Clause 1. A dynamic marketplace system based on store and warehouse mobility, comprising: a neuroevolution (NE) engine; an electronic device; a request handler electrically connected to the electronic device and to the NE engine, and wherein the request handler to receive request data for a product from the electronic device, and wherein the request handler to transmit the request data to the NE engine; a data storage system is electrically connected to the NE engine; a public cloud services processor; an event handler electrically connected to the public cloud services processor and to the NE engine, and wherein the event handler to receive real-time event data from the public cloud services processor, and wherein the event handler to transmit the real-time event data to the NE engine; an intentions handler electrically connected to the NE engine and configured to receive intention data from a user to identify an intent of the user, and generate a probability that the user will carry out the intent based on a historical follow-through of the user, and wherein the intentions handler to transmit the intention data to the NE engine; a processor integrated with the NE engine configured to: in response to concurrently receiving the request data, the real-time event data, and the intention data, generate a predictive evolutionary model for a target market in the dynamic marketplace, the predictive evolutionary model configured to trigger one or more real-world control actions; an AI agent processor in communication with the NE engine configured to: generate a recommendation model for a first mobile retail vendor based on the predictive evolutionary model; recommend a route plan for the first mobile retail vendor; and automatically initiate deployment of the first mobile retail vendor to one or more physical locations based on the route plan, including transmitting control instructions to a dispatching system for execution.
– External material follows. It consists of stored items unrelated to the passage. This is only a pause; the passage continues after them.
PR #4052, opened 2024-03-13
Fix loading Storyblok redirects

alebedev:
## Describe your changes

We used to pass `cv: undefined` to storyblok API when loading redirects unless env variable with cache version was defined

Storyblok returned some old data for that case, while not passing `cv` correctly fetched latest data

### DIFF
--- a/apps/store/next.config.mjs
+++ b/apps/store/next.config.mjs
@@ -127,6 +127,7 @@ const config = {
     let storyblokRedirects = []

Clause 2. The dynamic marketplace system based on store and warehouse mobility of clause 1, wherein the AI agent processor configured to: detect a presence of a second mobile retail vendor and update a vendor database with one or more goods or services offered by the second mobile retail vendor; generate a recommendation model for the second mobile retail vendor based on an updated predictive evolutionary model; recommend an updated route plan for the second mobile retail vendor; and deploy the second mobile retail vendor based the recommendation model of the first mobile retail vendor and the updated predictive evolutionary model of the second mobile retail vendor.

Clause 3. The dynamic marketplace system based on store and warehouse mobility of clause 1, wherein the AI agent processor is a vendor.

Clause 4. The dynamic marketplace system based on store and warehouse mobility of clause 1, wherein the public cloud services processor to integrate one or more public events in one or more operation zones.

Clause 5. The dynamic marketplace system based on store and warehouse mobility of clause 4, wherein the one or more public events is based on at least a traffic limitation, a transit time, or a public event.

Clause 6. The dynamic marketplace system based on store and warehouse mobility of clause 1, wherein the data storage system to store one or more of historical data, a customer preference, a market trend, or an operational constraint.

Clause 7. The dynamic marketplace system based on store and warehouse mobility of clause 1, wherein the AI agent processor to dynamically adjust vendor operations and recommendations based on real-time changes in user preferences, event dynamics, geographical locations, and vendor-specific performance metrics.

Clause 8. The dynamic marketplace system based on store and warehouse mobility of clause 1, wherein the dynamic marketplace system is based on a dynamic return on a dynamic (ROI) model related to the intent of the user.

Clause 9. The dynamic marketplace system based on store and warehouse mobility of clause 8, wherein the intent of the user is determined when the intentions handler detects an opening of one or more applications.

Clause 10. The dynamic marketplace system based on store and warehouse mobility of clause 8, wherein the intent of the user is determined when the intentions handler detects a predetermined length of time that is spent on the product in an application.

Clause 11. The dynamic marketplace system based on store and warehouse mobility of clause 8, wherein the intent of the user is determined when the intentions handler detects a selected future product.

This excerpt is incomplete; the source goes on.